PR #1954, opened 2023-12-05
Changes validation so endpoint accepts block hash

### LINKED ISSUE #1857: Add `blockParam` to `eth_getCode`
### Problem

Add `blockParam` to `eth_getCode` according to [EIP-1898](https://eips.ethereum.org/EIPS/eip-1898).

### Solution

Extend parameters, validations, tests and all related.

### Alternatives

_No response_

konstantinabl:
**Description**:

**Related issue(s)**:

Fixes #1857 

**Notes for reviewer**:

**Checklist**

### DIFF
--- a/packages/server/tests/acceptance/rpc_batch3.spec.ts
+++ b/packages/server/tests/acceptance/rpc_batch3.spec.ts
@@ -1845,12 +1845,11 @@ describe('@api-batch-3 RPC Server Acceptance Tests', function () {
           DeployerContractJson.bytecode,
           testAccount.wallet,
         );
-        const deployerContract = await factory.deploy(Helper.GAS.LIMIT_15_000_000);
+        const deployerContract = await factory.deploy();
         await deployerContract.waitForDeployment();
 
         // get contract details
         const mirrorContract = await mirrorNode.get(`/contracts/${deployerContract.target}`, Utils.generateRequestId());
-
         const defaultGasPrice = numberTo0x(Assertions.defaultGasPrice);
         const defaultGasLimit = numberTo0x(3_000_000);
         const defaultTransaction = {
@@ -1873,9 +1872,7 @@ describe('@api-batch-3 RPC Server Acceptance Tests', function () {
           maxPriorityFeePerGas: gasPrice,
           maxFeePerGas: gasPrice,
         });
-
         transactionHash = await relay.sendRawTransaction(signedTx, requestId);
-
         await mirrorNode.get(`/contracts/results/${transactionHash}`, requestId);
 
         const res = await relay.call(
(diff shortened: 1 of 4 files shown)


natanasow (changes requested):
LGTM, one nit :rocket:

stefan-stefanooov (dismissed):

natanasow (dismissed):
LGTM

georgi-l95 (dismissed):
LG

packages/server/tests/acceptance/rpc_batch3.spec.ts
```diff
@@ -1893,6 +1893,7 @@ describe('@api-batch-3 RPC Server Acceptance Tests', function () {
 
     it('Should return a batch of requests', async function () {
       const testAccount = await servicesNode.createAliasAccount(100, relay.provider, Utils.generateRequestId());
+      await new Promise((r) => setTimeout(r, 5000));
```
Nana-EC, line 1896: Not a fan of sleeps, what's this for?

Nana-EC: Do you need to poll for the existence of the account instead?

Nana-EC (commented):
Validation update makes sene, would recommend changing the sleep

packages/server/tests/acceptance/rpc_batch3.spec.ts
AlfredoG87: we've added a bunch of those delays across the testing suites to ensure enough time is allowed for the mirror node to pick up the changes, I belive a polling mechanism is a better approach.

Also not a big fan of `sleeps` but is better to wait a `5s` delay and have the tests succeed, rather that waste around `10m` of testing due to the lack of.

If we go the route of doing a polling, instead of wait, it should be worked as a helper tool that can be reutilized across the testing suites, and still have a `MAX` amount of wait while polling, and then a follow-up PR for implementing it and refactoring all the acceptance testing suites that currently use the `sleep` approach.

AlfredoG87 (approved):

AlfredoG87 (dismissed):
LGTM.

packages/server/tests/acceptance/rpc_batch3.spec.ts
konstantinabl: We can create a separate task to implement polling as Alfredo suggested. So if you agree, we can close this PR and work separately on this.

ebadiere: I agree that the polling mechanism should be in another task, as it will increase the scope of this change and it's unrelated.

ebadiere (approved):
Opened a separate issue to implement the polling: https://github.com/hashgraph/hedera-json-rpc-relay/issues/1986

AlfredoG87 (approved):

ebadiere (approved):
LG.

+ + +

• Exercise objective: For every line of the entries above that holds "konstantinabl", add one to a tally, and report only the final count.

• Solution to the exercise: 2